Alkarama submitted the cases of Ali Al Sharifi and Abdul Mohaiman Al Bazi to the CED, both of whom have been missing since 2014 when they were disappeared by the Iraqi army and Popular Mobilisation Units (PMU), respectively.

On January 24, 2014, Ali Al Sharifi, a 34-year-old bus driver, was driving his car when he was stopped at a military checkpoint situated on the main road of Latifiya, manned by the Iraqi Army Division No. 17. Al Sharifi was subsequently handcuffed, forced into a military vehicle, and taken to an unknown location, while his vehicle was confiscated by the soldiers. Since his abduction, Al Sharifi’s family has not received any information on his fate and whereabouts.

Six months later, Abdul Mohaiman Al Bazi, a high school student, was returning to his home town of Samarra in a shared taxi when they were stopped at a checkpoint under the joint control of the Federal Police and the Saraya Al Salam brigade. Mr Al Bazi was subsequently arrested by the police and militiamen.

The Saraya Al Salam militia was formed in June 2014 by the Shia cleric Muqtada al-Sadr in response to the Islamic State’s territorial gains in Iraq. It is part of the PMU, an umbrella organisation composed of 67 militias currently embedded in the Iraqi army. On November 26, 2016, the Iraqi Parliament passed a bill granting the PMU full legal status.

Al Bazi’s family inquired about his whereabouts at the local council of Saladin Governorate, as well as at Al Taji Camp Prison, Tasferat Al Sh'aab Prison, and the Central Criminal Court in Baghdad, but his name could not be found in any of the detainees’ registries.

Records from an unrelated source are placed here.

PR #3263, opened 2024-08-02
fix: unify texts when deleting a session Renku 2.0

andre-code:
PR to remove copy text Inconsistencies referring to stopping/deleting sessions.

/deploy


leafty (approved):
Note: renamed PR to `fix`

PR #3264, opened 2024-08-02
[WIP] feat: set namespace by default in new project form

andre-code:
PR my namespace by default

/deploy #notest


client/src/features/projectsV2/fields/ProjectNamespaceFormField.tsx
```diff
@@ -43,9 +43,10 @@ import {
   useLazyGetNamespacesQuery,
 } from "../api/projectV2.enhanced-api";
 
+import { useDispatch } from "react-redux";
```
leafty, line 46: Use `useAppDispatch` instead (this hook is typed and only accepts valid operations).

client/src/features/projectsV2/fields/ProjectNamespaceFormField.tsx
```diff
@@ -43,9 +43,10 @@ import {
...
+import { NamespaceResponseList } from "../api/namespace.api.ts";
```
leafty, line 47:
```suggestion
import { NamespaceResponseList } from "../api/namespace.api";
```

client/src/features/projectsV2/fields/ProjectNamespaceFormField.tsx
```diff
@@ -292,18 +293,33 @@ function ProjectNamespaceControl(props: ProjectNamespaceControlProps) {
...
+      const userNamespace = namespaces.filter(
+        (namespace) => namespace.namespace_kind === "user"
+      );
+
+      if (userNamespace.length && !value) {
+        onChange(userNamespace[0]);
+      }
+    },
+    [onChange, value]
+  );
```
leafty, line 307: The user's namespace will **always** be returned as the first element (on the first page).

Also, use `find()` on arrays instead of `filter()` when finding an element.

The whole set of code changes can be simplified to:
```tsx
useEffect(() => {
  if (namespacesFirstPage == null) {
    return;
  }
  const userNamespace = namespaces.find(
    (namespace) => namespace.namespace_kind === "user"
  );
  if (userNamespace != null && !value) {
    onChange(userNamespace);
  }
}, [onChange, namespacesFirstPage, value])
```

leafty (changes requested):

andre-code:
Thank you, @leafty, for your review. I've incorporated your suggestions.

client/src/features/projectsV2/fields/ProjectNamespaceFormField.tsx
```diff
@@ -313,19 +322,25 @@ function ProjectNamespaceControl(props: ProjectNamespaceControlProps) {
...
-        namespacesPageResult.currentData.page,
+      hasMore,
       currentRequestId: "",
     });
   }, [
     allNamespaces,
     namespacesPageResult.currentData,
     namespacesPageResult.requestId,
     currentRequestId,
+    onChange,
```
leafty, line 343: I think this is a leftover.

```suggestion
```

leafty (commented):
Looks OK, please check the `e2e` tests.

andre-code:
> Looks OK, please check the `e2e` tests.

sure, done!

ciyer (approved):
LGTM!

PR #3268, opened 2024-08-08
design - update semantic colors

lorenzo-cavazzi:
New semantic colors.

The info color is less bright

image

The `success` color is lighter, with stronger differentiations from the `primary` color

image

/deploy #notest

### DIFF
--- a/client/src/styles/renku_bootstrap_customization.scss
+++ b/client/src/styles/renku_bootstrap_customization.scss
@@ -5,11 +5,12 @@
 @import "./fonts/fonts";
 $font-family-base: "Inter", sans-serif;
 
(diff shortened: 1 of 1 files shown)


leafty (commented):
Code is LGTM, but I have to personally say that the old info blue is nicer to my eyes.

leafty (approved):

lorenzo-cavazzi:
> Code is LGTM, but I have to personally say that the old info blue is nicer to my eyes.

Noted :+1: 

I'm merging this, but we can do a final round on the colors. We plan to change the primary color and start using the secondary color (different from the current one) but that's postponed for now. That might be the best moment to settle on semantic colors.

PR #3269, opened 2024-08-08
design - remove the "card in card" elements when selecting a resource class in the Environments modal

lorenzo-cavazzi:
This PR removes the additional card for the resource class nested in the environment selection modal.

image

/deploy


andre-code (changes requested):
Thanks for removing the card from the resource selector! ✨The new design looks cleaner, but I noticed a couple of challenges that might impact the user experience:

Mobile mode: when the environment list is long enough to require scrolling, the resource selector at the end of the list can easily be missed. This could result in the resource class being completely hidden, making it difficult for users to realize they can select a different resource class.
Screenshot 2024-08-12 at 10 30 51

Desktop Mode: the scrolling behavior on desktop is a bit off. The scroll bar for the modal appears below the modal (as part of the page), when ideally, it should be within the modal itself. Although users can still access the resource class by scrolling to the bottom to reach the save button, it would be more user-friendly to reduce the need for scrolling, especially with longer lists.

select environment list

Perhaps moving the resource class selector to the top would make it more visible and convenient? Or, we could consider placing it back inside the environment card and making the save button always visible, even on desktop. This way, we ensure a smoother user experience across devices.

lorenzo-cavazzi:
Thank you @andre-code for trying with many environments. The resource class selectors might really get lost in that case. I like your proposal to move it to the top. I did that in https://github.com/SwissDataScienceCenter/renku-ui/pull/3269/commits/26e14b260434a88c3669e53796d379db5558c2d6

For the scroll behavior, that's consistent with the other modals to add resources. This was the only different one; as a side effect, the dropdown from the class selector was expanding the height of the modal with a poor UX in some cases (E.G. long list of resource classes and few environments).
Now that the resource class is on top, I think it's not too confusing even when we have a lot of environments. In that case, the modal looks "non-closed" on the bottom and users don't see the buttons, so scrolling down should be intuitive.

andre-code:
Yes, the resource class on top improves the experience, however having to scroll all the list to confirm the selection is not ideal for UX. I'm not sure what you mean by "other modals to add resources," but a good UX example in this case is how the "Add a Data Source" modal works.

scroll in modal

lorenzo-cavazzi:
@andre-code I see your point, but I wonder if the visualization you suggest is better for the UX.
This is how I see the scrollable modal on my screen with the content you added
SCREENo2
Would you guess there are more environments than the ones shown?
It feels more obvious with the non-scrollable modal
SCREEN01

I admit this combination is a little unlucky since the height almost matches the rows :grin: 
And I previously compared the modal with others that are unlikely to grow vertically to the point that it adds a scrollbar (E.G. adding a repository). Your example of the data sources is a better comparison :+1: 
P.S. also the problem with the dropdown I mentioned earlier is mostly irrelevant now that the dropdown for the class is on top and we have more content below.

I made the changes you suggested in https://github.com/SwissDataScienceCenter/renku-ui/pull/3269/commits/6a45fdeb7930f021f277d749f81e1ad8899dd738 ;  even if we probably won't have many environments listed there, the scrollbar feels better than my previous solution :+1:

andre-code (approved):
lgtm 🚀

It is believed that Abdul Mohaiman Al Bazi was abducted on the basis of his family’s past involvement with the Al Sahawat militia between 2006 and 2014. Al Sahawat was a Sunni military group that had been mobilised by US military commanders in 2005 to resist Al Qaida. It was dismantled by the Iraqi government prior to the rise of the Islamic State (IS).

Three abductions on the Baghdad to Mosul road in June 2015

Alkarama has also submitted the cases of Khaled Al Gehiche, Yassin Al Saffar and Salem Al Hadidi to the CED. The three men were abducted over the course of a few days in June 2015 while they were travelling on the road between Baghdad and Mosul.

On June 13, 2015, Khaled Al Gehiche, a 43-year-old taxi driver, was transporting several passengers from Baghdad to Mosul as part of a convoy comprised of 14 other vehicles. When they reached a checkpoint in Haswa manned by members of the Hezbollah Brigades, the militiamen arrested Mr Al Gehiche along with all the other men travelling with him. The militiamen spared the women and the elderly who were allowed to continue their journey to Mosul.

Two days later, Yassin Al Saffar and Salem Al Hadidi disappeared under similar circumstances. Yassin Al Saffar, a 43-year-old daily worker, was returning to Mosul from Baghdad after undergoing a treatment for kidney failure. He was arrested at a checkpoint by the Hezbollah Brigades along with 68 other people.

Salem Al Hadidi, a 31-year-old truck driver, was abducted on the same day as Al Saffar at a checkpoint in Rahhaliyah while he was travelling between Baghdad and Mosul. He was abducted by members of the Hezbollah and Abu Al Fadhal Al Abbas brigades.

There are many other cases of victims arrested in similar circumstances for the sole reason that they were from the Mosul region (Nineveh), an area formerly under the control of the Islamic State (IS). Although the Nineveh province has been fully recaptured from IS, the families of the disappeared were forcibly displaced amid the clashes that occurred between 2016 and 2017, seriously hindering their access to domestic remedies. The victims’ families have thus been unable to report the disappearances of their relatives.

A systematic practice

“These five cases are part of a wider pattern of systematic enforced disappearances that prevails in Iraq,” said Inès Osman, Legal Officer for the Mashreq at Alkarama. “Since the escalation of fighting between IS and pro-government forces, military checkpoints have become the location of regular abductions and enforced disappearances carried out by soldiers or state-sponsored militias in Iraq. The Iraqi authorities invoke the fight against terrorism and the war against IS to justify and carry out mass arrests followed by incommunicado detention, operating outside any legal framework.”